We are excited to announce that the Royal Bank of Scotland (RBS) was named winner of the Project Award for Operational Efficiency at the 2019 Real IT Awards Ceremony in London.
Lead by Stephen Marjot, the Change Centre of Excellence team set out to a clear vision in mind––to make RBS the industry leader in customer service, trust, and advocacy by 2020. One of the ways the team achieved this transformation was through an initiative known as the “I Want Funding” user journey. This project focused on improving the internal investment process, reducing the time it takes for funding to be allocated, approved, and governed.
Of course, delivering this transformation was no easy task. Marjot and his team had to adopt a new project management approach and optimize the way they collaborated to ensure everyone involved was working outside of departmental silos.
To ensure that his department’s initiatives ran smoothly, the team adopted a Lean-Agile approach that was aligned with one of the bank’s top core values, simplification. Using this approach, the team set out to deliver value faster to their internal customers by focusing on:
- Continuous planning and innovation
- Continuous delivery
- Continuous improvement
This focus on simplicity meant that the team could limit data collection to just enough to inform decisions being made at that time. This created a mindset shift that caused teams to prioritize working solutions over excessive documentation, so that teams could actively respond to change rather than simply following a plan.
Marjot and his team also created an idea-to-value blueprint based on SAFe, which ensured his teams were applying Lean portfolio principles while using a combination of Agile and traditional methods to execute work. One way this was achieved was by creating two-week feedback loops that involved releasing a prototype, soliciting feedback from internal customers, and then repeating the process.
To measure the success of his initiatives, the team set out to achieve the following six objectives:
- Reduce approvals from multiple controls within three governing bodies to a single control embedded in a tool.
- Scale back cycle times in order to deliver value more quickly.
- Shorten cycle times to approve scoping.
- Reduce the required documentary evidence for beginning a program from three artifacts to one.
- Automate workflow, turning project kick-offs into a 24-hour process rather than a two-week one.
- Retaining a single, independent assurance review to ensure the project operates within risk appetite.
We’re excited to announce that the Change Centre of Excellence team achieved all six of their success measures, reducing program commencement to as little as two days in some cases. They were also able to significantly reduce the time it took for programs to move into P1, going from a 4-6-month process to a single month.
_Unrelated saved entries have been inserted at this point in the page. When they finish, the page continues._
PR #1732, opened 2025-09-02
bench: replace wall-clock timer with per-process CPU timer 

Raimo33:
## Goal
This PR refactors the benchmarking functions as per #1701, in order to make benchmarks more deterministic and less influenced by the environvment. 

This is achieved by replacing Wall-Clock Timer with Per-Process CPU Timer when possible.

### DIFF
--- a/README.md
+++ b/README.md
@@ -157,6 +157,8 @@ Benchmark
 ------------
 If configured with `--enable-benchmark` (which is the default), binaries for benchmarking the libsecp256k1 functions will be present in the root directory after the build.
 
+For reliable benchmarks, it is strongly recommended to pin the process to a single CPU core and to disable CPU frequency scaling.
+
 To print the benchmark result to the command line:
 
     $ ./bench_name


real-or-random:
Just some quick comments:
 
>  [x] remove the number of runs (`count`) in favor of simpler cleaner approach with just number of iterations (`iter`).

I think there's a reason to have this. Some benchmarks take much longer than others, so it probably makes sense to run fewer iters for these.

>  [x]  remove `min` and `max` statistics in favor of simpler approach with just `avg`.

I think `min` and `max` are useful. For constant-time code, you can also compare `min`. And `max` gives you an idea if there were fluctuations or not.

>  [x]  remove needless fixed point conversion in favor of simpler floating point divisions.

Well, okay, that has a history; see https://github.com/bitcoin-core/secp256k1/pull/689. It's debatable if it makes sense to avoid floating point math, but as long as it doesn't get in your way here, it's a cool thing to keep it. :D

real-or-random:
It will be useful to split your changes into meaningful and separate commits, see https://github.com/bitcoin/bitcoin/blob/master/CONTRIBUTING.md#committing-patches.

Raimo33:
I think `min` and `max` just complicate things. let me explain:
first of all, as it is right now, they don't even measure the min and max, they just measure the min/max of the averages of all runs. aka not the absolute. Furthermore, in order to have them, one would need to run all the iterations 10 times more. benchmarks are already slow, adding this min/max slows them by 10 fold. imho it's completely unnecessary. @real-or-random

sipa:
If we're going to rework this, I'd suggest using the stabilized quartiles approach from https://cr.yp.to/papers/rsrst-20250727.pdf:
* StQ1: the average of all samples between 1st and 3rd octile
* StQ2: the average of all samples between 3rd and 5th octile
* StQ3: the average of all samples between 5th and 7th octile

Raimo33:
> I think there's a reason to have this. Some benchmarks take much longer than others, so it probably makes sense to run fewer iters for these.

right now all benchmarks are run with count=10 and fixed iters (apart from ecmult_multi which adjusts the number of iters, not count).

therefore `count` is only useful to extrapolate `min` and `max`

Raimo33:
> Well, okay, that has a history; see #689. It's debatable if it makes sense to avoid floating point math, but as long as it doesn't get in your way here, it's a cool thing to keep it. :D

I disagree with https://github.com/bitcoin-core/secp256k1/pull/689. It overcomplicate things for the sake of not having floating point math. those divisions aren't even in the hot path, they're outside the benchmarks.

sipa:
Concept NACK on removing any ability to observe variance in timing. The current min/avg/max are far from perfect, but they work fairly well in practice. Improving is welcome, but removing them is a step backwards.

Raimo33:
> Concept NACK on removing any ability to observe variance in timing. The current min/avg/max are far from perfect, but they work fairly well in practice. Improving is welcome, but removing them is a step backwards.

what is the usefulness of measuring min/max when we are removing OS interference & thermal throttling out of the equation? min/max will be extremely close to the avg no matter how bad the benchmarked function is.

Raimo33:
by the way, `gettimeofday()` is officially discouraged since 2008 in favor of `clock_gettime()`. The POSIX standard marks it as **obsolescent** but still provides the API for backward compatibility.

Raimo33:
even though the [manual](https://linux.die.net/man/3/clock_gettime) says that `CLOCK_PROCESS_CPUTIME_ID` is only useful if the process is locked to a core, modern CPUs have largely [addressed this issue](https://chatgpt.com/s/dr_68b7486a05a481919d9f121d182cc0cf). So I think it is fair to compile `CLOCK_PROCESS_CPUTIME_ID` even though we don't have the guarantee that the user has pinned the benchmarking process to a core. The worst case scenario is a unreliable benchmark, which the current repo has anyways.

I added a line in the README.md for best practices to run the benchmarks. 

I also tried adding a function to pin the process to a core directly in C, but there's no standard POSIX compliant way to do so. There is `pthread_setaffinity_np()` on linux, where 'np' stands for 'not portable'

real-or-random:
> > Concept NACK on removing any ability to observe variance in timing. The current min/avg/max are far from perfect, but they work fairly well in practice. Improving is welcome, but removing them is a step backwards.
> 
> what is the usefulness of measuring min/max when we are removing OS interference & thermal throttling out of the equation? min/max will be extremely close to the avg no matter how bad the benchmarked function is.

The point is exactly having a simple way of verifying that there's indeed no interference. Getting rid of sources of variance is hard to get right, and it's impossible to get a perfect solution. (This discussion shows this!) So we better have a way of spotting if something is off.

I like the stabilized quartiles idea.

Raimo33:
> I like the stabilized quartiles idea.

tbh it scares me a bit, will see what I can do. Maybe in a future PR.

CMakeLists.txt
```diff
@@ -30,6 +30,8 @@ set(${PROJECT_NAME}_LIB_VERSION_AGE 0)
 #=============================
 set(CMAKE_C_STANDARD 90)
 set(CMAKE_C_EXTENSIONS OFF)
+# Enable POSIX features while maintaining ISO C compliance
+add_compile_definitions(_POSIX_C_SOURCE=200112L) #needed for `clock_gettime()` in bench.c
```
real-or-random: we'll only need this in the benchmarks. Can you define it at the top of `bench.c`?

README.md
```diff
@@ -159,6 +159,8 @@ Benchmark
 ------------
 If configured with `--enable-benchmark` (which is the default), binaries for benchmarking the libsecp256k1 functions will be present in the root directory after the build.
 
+For an accurate benchmark, it is strongly recommended to pin the process to a dedicated CPU core and to disable CPU frequency scaling.
```
real-or-random: https://github.com/bitcoin/bitcoin/blob/46369583f3a99d2b403349790f8b26dbc28de132/src/bench/bench_bitcoin.cpp#L94 may be useful

src/bench.h
```diff
@@ -7,30 +7,63 @@
 #ifndef SECP256K1_BENCH_H
 #define SECP256K1_BENCH_H
 
+#if defined(_WIN32)
+# include <windows.h>
+#else
+# include <time.h>
+# include <sys/time.h>
```
real-or-random: Do we need both?

src/bench.h
```diff
@@ -7,30 +7,63 @@
...
+    k.LowPart = kernel.dwLowDateTime;
+    k.HighPart = kernel.dwHighDateTime;
+    u.LowPart = user.dwLowDateTime;
+    u.HighPart = user.dwHighDateTime;
+
+    return (int64_t)((k.QuadPart + u.QuadPart) / 10);
+#else /* POSIX */
+
+# if defined(CLOCK_PROCESS_CPUTIME_ID)
+    /* in theory, CLOCK_PROCESS_CPUTIME_ID is only useful if the process is locked to a core. see https://linux.die.net/man/3/clock_gettime */
```
real-or-random: and in practice?

src/bench.h
```diff
@@ -7,30 +7,63 @@
...
+        return 0;
+    }
+    return (int64_t)ts.tv_sec * 1000000 + ts.tv_nsec / 1000;
+# else
+    /* WARN: timer is influenced by environvment (OS, scheduling, interrupts...) */
     struct timeval tv;
-    gettimeofday(&tv, NULL);
-    return (int64_t)tv.tv_usec + (int64_t)tv.tv_sec * 1000000LL;
+    gettimeofday((struct timeval*)&tv, NULL);
+    return (int64_t)tv.tv_sec * 1000000 + tv.tv_usec;
```
real-or-random: How is this diff an improvement?
  - The pointer cast is a no-op.
  - `LL` is not needed.

src/bench.h
```diff
@@ -7,30 +7,63 @@
...
+    }
+    return (int64_t)ts.tv_sec * 1000000 + ts.tv_nsec / 1000;
+# elif defined(CLOCK_REALTIME)
+    /* WARN: timer is influenced by environvment (OS, scheduling, interrupts...) */
+    struct timespec ts;
+    if (clock_gettime(CLOCK_REALTIME, &ts) != 0) {
+        return 0;
+    }
+    return (int64_t)ts.tv_sec * 1000000 + ts.tv_nsec / 1000;
+# else
```
real-or-random: This could be DRYed more. Maybe it's a good idea to print to the user which clock method is used.

src/bench.h
```diff
@@ -7,92 +7,64 @@
...
 
-static int64_t gettime_i64(void) {
-#if (defined(_MSC_VER) && _MSC_VER >= 1900)
-    /* C11 way to get wallclock time */
-    struct timespec tv;
-    if (!timespec_get(&tv, TIME_UTC)) {
-        fputs("timespec_get failed!", stderr);
-        exit(EXIT_FAILURE);
+    if (GetProcessTimes(GetCurrentProcess(), &creation, &exit, &kernel, &user) == 0) {
+        return 0;
```
real-or-random: What's the rationale for the change on Windows?

src/bench.h
Raimo33: yes, one for `gettimeofday()` and one for `clock_gettime()`. they don't conflict.

src/bench.h
Raimo33: see https://github.com/bitcoin-core/secp256k1/pull/1732#issuecomment-3246579226

src/bench.h
Raimo33: yes, I tried everything you mentioned.

removing redundancy here can be done by just using the ifdefs for the constant, but you'd need a different path for the last fallback. the last case uses tv, not ts.

I tried issuing warnings with `#warning` to tell the user about the precision of the clock but it's not compatible with c90.

src/bench.h
Raimo33: previously wall-clock times.
now per-process cpu time.

Raimo33:
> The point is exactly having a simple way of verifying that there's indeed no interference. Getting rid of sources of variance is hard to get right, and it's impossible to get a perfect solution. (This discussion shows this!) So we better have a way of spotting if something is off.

Ultimately, Marjot’s team successfully reduced cycle time for investment funding by 500%. In the past, cycle times took longer than six months, now the average cycle time is less than a full month. On top of that, the bank is now able to approve initial funding requests within a week, dramatically enhancing the level of customer service offered to internal investors as a result.
While it was Marjot’s strategic vision and innovative management techniques that delivered this transformation, Planview® Portfolios helped simplify the journey. With the help of innovative features like automated reporting, customizable Kanban boards, and strategic planning tools, the Change Centre of Excellence team was able to collaborate with teams like Finance (FP&A), Operational Risk, and IT more effectively. This meant that all teams involved could work together to achieve a common goal, which they accomplished without even requiring a special budget.
Congratulations to Stephen Marjot, the Change Centre of Excellence team, and the rest of the Royal Bank of Scotland who helped make this collaboration a success!